On Monday, Iraq's interim prime minister, Iyad Allawi, told al-Jazeera television that the handover would take place "within the next two weeks".
Likely charges for Saddam
The head of Iraq's special tribunal on war crimes, Salem Chalabi, said the country would "very shortly" have the proper facilities to detain Saddam Hussein.
Mr Chalabi said the Iraqi authorities were also preparing to issue arrest warrants for the country's former rulers.
The US-led coalition would hand them over "provided we show arrest warrants based on reasonable grounds", he told the French news agency, AFP.
The Red Cross insisted on Sunday that the former Iraqi leader, designated a POW, cannot continue to be held by US forces after the conflict ends.
"His case is the same as all other prisoners of war," said Nadia Doumani, who speaks for the International Committee of the Red Cross in Baghdad.
The US expects to hold thousands of Iraqis after 30 June
Geneva Conventions state that if POWs are only being held because they are enemy combatants - not charged with any crime - they have to be released when the conflict ends.
"Saddam Hussein can be convicted for war crimes, for crimes against humanity ... then he can be tried and prosecuted," said Ms Doumani.
"If he is not charged, then the law says that at the end of war, of occupation, he should be released," she added.
Saddam Hussein has been held at an undisclosed location since his capture by US forces in December and is being interrogated by the CIA and FBI.

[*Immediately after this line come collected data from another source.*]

PR #10417, opened 2025-08-28
[resolvers] Report if an object can have `__isTypeOf` resolver to output meta

eddeee888:
## Description

This PR ensures `typescript-resolvers` plugin reports whether user defined objects have `__isTypeOf` or not.
This helps downstream plugins and presets (such as Server Preset) handle correct typing without parsing the schema again.

## Type of change

### DIFF
--- a/.github/workflows/main.yml
+++ b/.github/workflows/main.yml
@@ -7,6 +7,7 @@ on:
   pull_request:
     branches:
       - master
+      - federation-fixes # FIXME: Remove this line after the PR is merged
 
 env:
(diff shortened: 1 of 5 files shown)


.github/workflows/main.yml
```diff
@@ -7,6 +7,7 @@ on:
   pull_request:
     branches:
       - master
+      - federation-fixes # FIXME: Remove this line after the PR is merged
```
eddeee888, line 10: Putting this back temporarily so we run tests in CI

He is expected to face charges of genocide and crimes against humanity.
The ICRC has paid two humanitarian visits to check the conditions under which he is being held.
The US army has said it will transfer up to 1,400 prisoners to Iraqi custody before 30 June - or release them entirely.
However, it plans to continue holding between 4,000 and 5,000 prisoners whom it has deemed a threat to the coalition.
About 400 prisoners were freed from Abu Ghraib on Monday and dozens of others have been informed of their impending release.